“Lalanté—my own love—my one and only love, I could go on telling you the same thing. No one has ever been to me as you have been or ever could be. You know how from the time our eyes first met we knew we were made for each other, and it was not long before we proved it to be so.”

“Yes, I know. I was thinking of that all this morning, was bathing myself in a very day-dream of our time together. And now, you are leaving me.”

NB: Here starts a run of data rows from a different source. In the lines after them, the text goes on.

PR #2823, opened 2021-06-09
fix(config): enable auto-idling notifications for MH9-CO2

kvaster:
mh9-co2 will not reset notification to idle, it will only resend alert each 30 seconds if threshold is crossed.

Seems that this is cause notification version is 3:

```
      "ccSpecific": {
        "notificationType": 3
      },
```

### DIFF
--- a/packages/config/config/devices/0x015f/mh9-co2-wa.json
+++ b/packages/config/config/devices/0x015f/mh9-co2-wa.json
@@ -84,5 +84,8 @@
 				}
 			]
 		}
+	},
+	"compat": {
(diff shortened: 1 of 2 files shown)


AlCalzone (approved):
Fix looks good, but 
```
"notificationType": 3
```
is not the CC version :)

kvaster:
> Fix looks good, but
> 
> ```
> "notificationType": 3
> ```
> 
> is not the CC version :)

Thanks :)
Is CC version logged ?

AlCalzone:
during the interview and its saved in `<homeid>.json`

“Oh, sweet—don’t put that tone—that hopeless tone—into it. I am leaving you only to come back to you. You know that there is no one like you in all the world. I could not imagine anything approaching a duplicate of you if I were to try. But, if ever I find a difficulty it is what on earth you can see in me to love like this: in me—a battered failure all along the line. What is it?”

“What is it?” she answered, slowly, her eyes responding to his straight, full gaze. “What is it? I don’t know. Only a little trick of thought-reading—character-reading rather—and when I had seen you I thought I had seen—the Deity.”

“No, no, child,” he said quickly and reprovingly. “You must not—to put it on the lowest ground—pitch your ideals at such dizzy heights. Only think what a fall it means one of these days.”

“Now I could laugh. Never mind. We have just so many hours—how many have we? And then—blank—deathlike blank.”

“No—no—no! Not deathlike. It is life—life through absence. See now, Lalanté—what a sweet name that is, for I am perfectly certain nobody else in the world bears it—I am looking at you, now in the full glow of the sun at his best light I am looking into and photographing your dear face—as if it needed that—so that it will remain fixed in the retina of memory through day and night when we are apart. Those eyes—yes, look into mine, so will it burn the picture in more indelibly, if possible.”

“Oh, love, love!” Her accents thrilled in their passionate abandonment. “You are going away from me and you have torn my very heart out with you. Yes, I look into your eyes, and my very first prayer is that they may look at me in my dreams as they do now. Yes. Even parting is bliss beside what I could imagine of dead love.”

“Dead love! My Lalanté, how could such a term occur as between you and me?”

“No—no. Not as between us. My imagination was only running away with me. That was all.”